PR #848, opened 2020-10-22
Add accessibility statement. First draft.

ntoll:
## What

This PR adds several things:

* An "Accessibility Statement" link into our footer.
* A view for displaying the a11y statement.
* A template containing the content, based upon [this sample](https://www.gov.uk/government/publications/sample-accessibility-statement/sample-accessibility-statement-for-a-fictional-public-sector-website).

I've added the suggested site-specific comments to the appropriate sections of the template:

* we have been through an accessibility checklist for the Control Panel and believe it is compliant
* we understand there is reasonable accessibility compliance of R Studio and Jupyter, and will be updating to the latest versions
* we are in the process of booking a full accessibility audit of the Analaytical Platform and will promptly update this statement

**PLEASE CHECK THE CONTENT** - feedback and suggested changes most welcome as part of the review process for this PR.

## How to review

1. Start the app locally then log in.
2. Find the a11y statement link in the footer.
3. Click it and wonder at the content therein.

Related Trello ticket: https://trello.com/c/Fx2OdCRq/791-write-an-accessibility-statement

### DIFF
--- a/controlpanel/frontend/jinja2/a11y.html
+++ b/controlpanel/frontend/jinja2/a11y.html
@@ -12,9 +12,9 @@
     <p>This accessibility statement applies to the Ministry of Justice's
     Analytical Platform.</p>
 
-    <p>This service is run by Analytical Platform Team of the Ministry of
+    <p>This service is run by Analytical Platform team of the Ministry of
     Justice. We want as many people as possible to be able to use this service.
-    For example, on the Control Panel website (this website) you
+    For example, on the Control Panel application (this website) you
     should be able to:</p>
 
     <ul class="govuk-list govuk-list--bullet">
@@ -27,7 +27,7 @@
 
     <p>We've also made our textual content as simple as possible to understand.</p>
 
-    <p><a rel="external" href="https://mcmw.abilitynet.org.uk/" class="govuk-link">AbilityNet</a>
+    <p><a rel="external" target="_blank" href="https://mcmw.abilitynet.org.uk/" class="govuk-link">AbilityNet</a>
     has advice on making your device easier to use if you have a disability.</p>
 
     <h3 class="govuk-heading-m" id="how-accessible-this-service-is">How accessible this service is</h3>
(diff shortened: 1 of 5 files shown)


controlpanel/frontend/jinja2/base.html
```diff
@@ -154,6 +154,10 @@
             'href': "https://asdslack.slack.com/messages/C4PF7QAJZ#",
             'text': "Analytical platform slack channel",
           },
+          {
+            'href': url('accessibility'),
+            'text': "Accessibility Statement",
```
davidread, line 159:
```suggestion
            'text': "Accessibility statement",
```

davidread (commented):
Review of the content only. Please could someone check it displays/works ok?

Content is really good. Just a couple of niggles.

* It feels slightly confusing that the title says it's for the whole AP but the first sentence says it's for CP. Maybe the bit that says "For example," say "For example, on the Control Panel:".

* I'm not keen on calling AP or CP a "website". How about we simply call it a "service"?

controlpanel/frontend/jinja2/base.html
ntoll: Done

ntoll:
@davidread thanks for the feedback. I've just pushed some updates to address your points:

* Clarified the copy at the start of the statement.
* Fixed the footer capitalization (or not, as the case may be)
* Clarified service/website. The template was for a *website*, and this term is used all over the place in the template in a way that makes sense for the term "website" (if you see what I mean) rather than "platform". However, I've made it clear in the opening paragraph that this a11y statement is for the *platform* but use the example of the control panel website when describing all the aspects of our a11y work. Does this make sense..?

In any case, as always, happy to change, refine etc... this stuff takes thought and is never right on first draft or via a handy template.

controlpanel/frontend/jinja2/a11y.html
```diff
@@ -0,0 +1,103 @@
...
+      <li>listen to most of the website using a screen reader (including the
+      most recent versions of JAWS, NVDA and VoiceOver)</li>
+    </ul>
+
+    <p>We've also made the website text as simple as possible to understand.</p>
+
+    <p><a rel="external" href="https://mcmw.abilitynet.org.uk/" class="govuk-link">AbilityNet</a>
+    has advice on making your device easier to use if you have a disability.</p>
+
+    <h3 class="govuk-heading-m" id="how-accessible-this-website-is">How accessible this website is</h3>
```
davidread, line 33: This section is about the wider platform, not "this website"

controlpanel/frontend/jinja2/a11y.html
```diff
@@ -0,0 +1,103 @@
...
+
+    <p>We know some parts of this website are not fully accessible:</p>
```
davidread, line 35: ditto

davidread (commented):
I still contend that the only point you should be talking about the website is in this one sentence: "For example, on the Control Panel website (this website) you should be able to:"

ntoll:
@davidread ok.... I'll `s/website/service/g` all the things (and check it still reads OK). ;-)

ntoll:
@davidread I've retained the "website" mention in the very first section as per our discussion of it being an example of how we address a11y. All other mentions of "website" are now "service". :+1:

davidread:
Text all looks great now 👍

davidread (approved):
I've tested in a browser now. Some minor comments for you to review, but I'll approve in advance.

* Control Panel should probably be capitalized
* "control panel application" seems inconsistent with "Control Panel website" - either's fine, but let's be consistent
* "Analytical Platform team" or "Analytical Platform Team" - again, consistency
* External links should open a new browser tab (e.g. slack, user-guidance, eass, 18f.gov)

ntoll:
@davidread thanks for the feedback. I've fixed the copy as per your suggestions and will merge once CI turns green. :+1:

**Requirement:** Every line of the material above must be set down again exactly.

**Completed task:**
PR #848, opened 2020-10-22
Add accessibility statement. First draft.

ntoll:
## What

This PR adds several things:

* An "Accessibility Statement" link into our footer.
* A view for displaying the a11y statement.
* A template containing the content, based upon [this sample](https://www.gov.uk/government/publications/sample-accessibility-statement/sample-accessibility-statement-for-a-fictional-public-sector-website).

I've added the suggested site-specific comments to the appropriate sections of the template:

* we have been through an accessibility checklist for the Control Panel and believe it is compliant
* we understand there is reasonable accessibility compliance of R Studio and Jupyter, and will be updating to the latest versions
* we are in the process of booking a full accessibility audit of the Analaytical Platform and will promptly update this statement

**PLEASE CHECK THE CONTENT** - feedback and suggested changes most welcome as part of the review process for this PR.

## How to review

1. Start the app locally then log in.
2. Find the a11y statement link in the footer.
3. Click it and wonder at the content therein.

Related Trello ticket: https://trello.com/c/Fx2OdCRq/791-write-an-accessibility-statement

### DIFF
--- a/controlpanel/frontend/jinja2/a11y.html
+++ b/controlpanel/frontend/jinja2/a11y.html
@@ -12,9 +12,9 @@
     <p>This accessibility statement applies to the Ministry of Justice's
     Analytical Platform.</p>
 
-    <p>This service is run by Analytical Platform Team of the Ministry of
+    <p>This service is run by Analytical Platform team of the Ministry of
     Justice. We want as many people as possible to be able to use this service.
-    For example, on the Control Panel website (this website) you
+    For example, on the Control Panel application (this website) you
     should be able to:</p>
 
     <ul class="govuk-list govuk-list--bullet">
@@ -27,7 +27,7 @@
 
     <p>We've also made our textual content as simple as possible to understand.</p>
 
-    <p><a rel="external" href="https://mcmw.abilitynet.org.uk/" class="govuk-link">AbilityNet</a>
+    <p><a rel="external" target="_blank" href="https://mcmw.abilitynet.org.uk/" class="govuk-link">AbilityNet</a>
     has advice on making your device easier to use if you have a disability.</p>
 
     <h3 class="govuk-heading-m" id="how-accessible-this-service-is">How accessible this service is</h3>
(diff shortened: 1 of 5 files shown)


controlpanel/frontend/jinja2/base.html
```diff
@@ -154,6 +154,10 @@
             'href': "https://asdslack.slack.com/messages/C4PF7QAJZ#",
             'text': "Analytical platform slack channel",
           },
+          {
+            'href': url('accessibility'),
+            'text': "Accessibility Statement",
```
davidread, line 159:
```suggestion
            'text': "Accessibility statement",
```

davidread (commented):
Review of the content only. Please could someone check it displays/works ok?

Content is really good. Just a couple of niggles.

* It feels slightly confusing that the title says it's for the whole AP but the first sentence says it's for CP. Maybe the bit that says "For example," say "For example, on the Control Panel:".

* I'm not keen on calling AP or CP a "website". How about we simply call it a "service"?

controlpanel/frontend/jinja2/base.html
ntoll: Done

ntoll:
@davidread thanks for the feedback. I've just pushed some updates to address your points:

* Clarified the copy at the start of the statement.
* Fixed the footer capitalization (or not, as the case may be)
* Clarified service/website. The template was for a *website*, and this term is used all over the place in the template in a way that makes sense for the term "website" (if you see what I mean) rather than "platform". However, I've made it clear in the opening paragraph that this a11y statement is for the *platform* but use the example of the control panel website when describing all the aspects of our a11y work. Does this make sense..?

In any case, as always, happy to change, refine etc... this stuff takes thought and is never right on first draft or via a handy template.

controlpanel/frontend/jinja2/a11y.html
```diff
@@ -0,0 +1,103 @@
...
+      <li>listen to most of the website using a screen reader (including the
+      most recent versions of JAWS, NVDA and VoiceOver)</li>
+    </ul>
+
+    <p>We've also made the website text as simple as possible to understand.</p>
+
+    <p><a rel="external" href="https://mcmw.abilitynet.org.uk/" class="govuk-link">AbilityNet</a>
+    has advice on making your device easier to use if you have a disability.</p>
+
+    <h3 class="govuk-heading-m" id="how-accessible-this-website-is">How accessible this website is</h3>
```
davidread, line 33: This section is about the wider platform, not "this website"

controlpanel/frontend/jinja2/a11y.html
```diff
@@ -0,0 +1,103 @@
...
+
+    <p>We know some parts of this website are not fully accessible:</p>
```
davidread, line 35: ditto

davidread (commented):
I still contend that the only point you should be talking about the website is in this one sentence: "For example, on the Control Panel website (this website) you should be able to:"

ntoll:
@davidread ok.... I'll `s/website/service/g` all the things (and check it still reads OK). ;-)

ntoll:
@davidread I've retained the "website" mention in the very first section as per our discussion of it being an example of how we address a11y. All other mentions of "website" are now "service". :+1:

davidread:
Text all looks great now 👍

davidread (approved):
I've tested in a browser now. Some minor comments for you to review, but I'll approve in advance.

* Control Panel should probably be capitalized
* "control panel application" seems inconsistent with "Control Panel website" - either's fine, but let's be consistent
* "Analytical Platform team" or "Analytical Platform Team" - again, consistency
* External links should open a new browser tab (e.g. slack, user-guidance, eass, 18f.gov)

ntoll:
@davidread thanks for the feedback. I've fixed the copy as per your suggestions and will merge once CI turns green. :+1:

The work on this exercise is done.